Distributed Relational Database Service (PolarDB-X 1.0) supports efficient data scanning and uses aggregate functions for statistical summary during full table scans.

Common scanning scenarios

  • Scan of table without database or table shards: PolarDB-X 1.0 transmits the original SQL statement to the backend ApsaraDB RDS for MySQL database for execution. In this case, PolarDB-X 1.0 supports any aggregate functions..
  • Non-full table scan: SQL passes through PolarDB-X 1.0 transmits the original SQL statement to each single ApsaraDB RDS for MySQL database for execution. For example, when the shard key in a WHERE clause indicates "equal to", a non-full table scan is performed. In this case, PolarDB-X 1.0 also supports all aggregate functions..
  • Full table scan: Currently, supported aggregate functions are COUNT, MAX, MIN, and SUM. In addition, LIKE, ORDER BY, LIMIT, and GROUP BY are also supported during full table scan.
  • Parallel scan of all table shards: If you need to export data from all databases, you can run the SHOW command to view the table topology and scan all table shards in parallel. For more information, see the following.
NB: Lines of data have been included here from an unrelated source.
PR #1122, opened 2023-02-14
Bugsquashing

JakeSiFive:
This change adds some significant improvements to the shared cache and identifies a few more areas to work on.

1) It adds hash_str for all the value hashing stuff we do. This is in place of the original `hash` which is non-deterministic because it hashes addresses which was a big surprise to me
2) Files containing the same content (and thus that have the same hash) are now handled correctly where as before it would cause errors or cache misses
3) These changes have been successfully tested on a large repository.

We do know of a few issues however:
1) output directories and symlinks are not handled correctly by AddJobRequest or Cache::add
2) I realized that I left the threaded file copies in the code even now that its in the wake binary. This is a problem because one of those threads could catch important signals which is bad. I think we should be able to do async IO here instead. Unfortunately copy_file_range cannot be made async a la https://man7.org/linux/man-pages/man7/aio.7.html but since we check for the ioctal reflink first anyway I think that's fine. So copying a file async would essentially be first checking if you can reflink, otherwise append a write job to an async io queue. That's an optimization for later.

### DIFF
--- a/share/wake/lib/system/io.wake
+++ b/share/wake/lib/system/io.wake
@@ -67,6 +67,7 @@ export def installAs (dest: String) (file: Path): Result Path Error =
     def foutputs _ =
         sdest, Nil
     makeExecPlan cmd inputs
+    | setPlanLabel "installAs: {dest} {file.getPathName}"
     | setPlanEnvironment Nil
     | setPlanLocalOnly True
     | setPlanFnOutputs foutputs
--- a/share/wake/lib/system/job.wake
+++ b/share/wake/lib/system/job.wake
@@ -154,10 +154,9 @@ export def editPlanShare (f: Boolean => Boolean): Plan => Plan =
 
 # Get a unique hash-code for the job
 export def getPlanHash (plan: Plan): Integer =
-  def hash_str str = prim "hash_str"
   def Plan _ cmd _ env dir stdin _ _ _ _ _ _ _ _ _ _ _ = plan
   def sig = cat (implode cmd, "\0\0", implode env, "\0\0", dir, "\0\0", stdin,)
-  require Some out = intbase 16 (hash_str sig)
+  require Some out = intbase 16 (hashString sig)
   else unreachable "hash_str returned a non-hex string!!!"
   out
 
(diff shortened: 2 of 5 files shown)


share/wake/lib/system/io.wake
```diff
@@ -67,6 +67,7 @@ export def installAs (dest: String) (file: Path): Result Path Error =
     def foutputs _ =
         sdest, Nil
     makeExecPlan cmd inputs
+    | setPlanLabel "installAs: {dest} {file.getPathName}"
```
V-FEXrt, line 70: good cleanup, thanks!

share/wake/lib/system/job.wake
```diff
@@ -268,6 +272,8 @@ export def mkJobCacheRunner ((Runner name score baseDoIt): Runner): Runner =
 
         require False = cacheHit
         else
+          def _ = write ".cache-hit/read.{prefix}.json" "//{label}\n{jobCacheJsonIn}"
+          def _ = write ".cache-hit/out.{prefix}.json" "//{label}\n{cacheResult}"
```
V-FEXrt, line 276: Is this for debugged or does it serve another purpose?

src/runtime/string.cpp
```diff
@@ -633,6 +635,28 @@ static PRIMFN(prim_filter_term_codes) {
...
+}
+
+static void blake2b(const std::string &str, uint64_t (*out)[4]) {
+  blake2b_state S;
+  blake2b_init(&S, sizeof(*out));
+  blake2b_update(&S, reinterpret_cast<const uint8_t *>(str.data()), str.size());
+  blake2b_final(&S, reinterpret_cast<uint8_t *>(*out), sizeof(*out));
+}
+
+static PRIMFN(prim_hash_str) {
```
V-FEXrt, line 649: Can we make this a stdlib function instead of having consumers rely on the `prim` syntax?

share/wake/lib/system/job.wake
JakeSiFive: Its for debugging. I should probably wrap it in an environment variable.

src/runtime/string.cpp
JakeSiFive: Yeah I can add that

Traverse tables by using a hint

  1. Run SHOW TOPOLOGY FROM TABLE_NAME to obtain the table topology.
    mysql> SHOW TOPOLOGY FROM DRDS_USERS;
    +------+-------------------+--------------+
    | ID   | GROUP_NAME        | TABLE_NAME   |
    +------+-------------------+--------------+
    | 0 | DRDS_00_RDS | DRDS_USERS |
    | 1 | DRDS_01_RDS | DRDS_USERS |
    +------+-------------------+--------------+
    2 rows in set (0.06 sec)       
    Note
    • By default, the non-sharding tables are stored in database shard 0.
    • We recommend that you execute SHOW TOPOLOGY FROM TABLE_NAME to obtain the latest table topology before each scanning operation.
  2. Traverse each table based on the topology.
    • Execute the current SQL statement on database shard 0.
      /! TDDL:node='DRDS_00_RDS'*/ SELECT * FROM DRDS_USERS;
    • Execute the current SQL statement on database shard 1.
      /! TDDL:node='DRDS_01_RDS'*/ SELECT * FROM DRDS_USERS;

Parallel scans

PolarDB-X 1.0 allows you to run mysqldump to export data. However, if you want to scan data faster, you can enable multiple sessions for each table shard to scan tables in parallel.

mysql> SHOW TOPOLOGY FROM LJLTEST;
+------+----------------+------------+
| ID   | GROUP_NAME     | TABLE_NAME |
+------+----------------+------------+
|    0 | TDDL5_00_GROUP | ljltest_00 |
|    1 | TDDL5_00_GROUP | ljltest_01 |
|    2 | TDDL5_00_GROUP | ljltest_02 |
|    3 | TDDL5_01_GROUP | ljltest_03 |
|    4 | TDDL5_01_GROUP | ljltest_04 |
|    5 | TDDL5_01_GROUP | ljltest_05 |
|    6 | TDDL5_02_GROUP | ljltest_06 |
|    7 | TDDL5_02_GROUP | ljltest_07 |
|    8 | TDDL5_02_GROUP | ljltest_08 |
|    9 | TDDL5_03_GROUP | ljltest_09 |
|   10 | TDDL5_03_GROUP | ljltest_10 |
|   11 | TDDL5_03_GROUP | ljltest_11 |
+------+----------------+------------+
12 rows in set (0.06 sec)
As shown above, the table has four database shards, and each database shard has three table shards. Execute the following SQL statement on the table shards of the TDDL5_00_GROUP database.
/! TDDL:node='TDDL5_00_GROUP'*/ select * from ljltest_00;
Note
  • TDDL5_00_GROUP in HINT corresponds to the GROUP_NAME column in the output of the SHOW TOPOLOGY command.
  • The table name in the SQL statement is the table shard name.
  • At this time, you can enable up to 12 sessions (corresponding to 12 table shards respectively) to process data in parallel.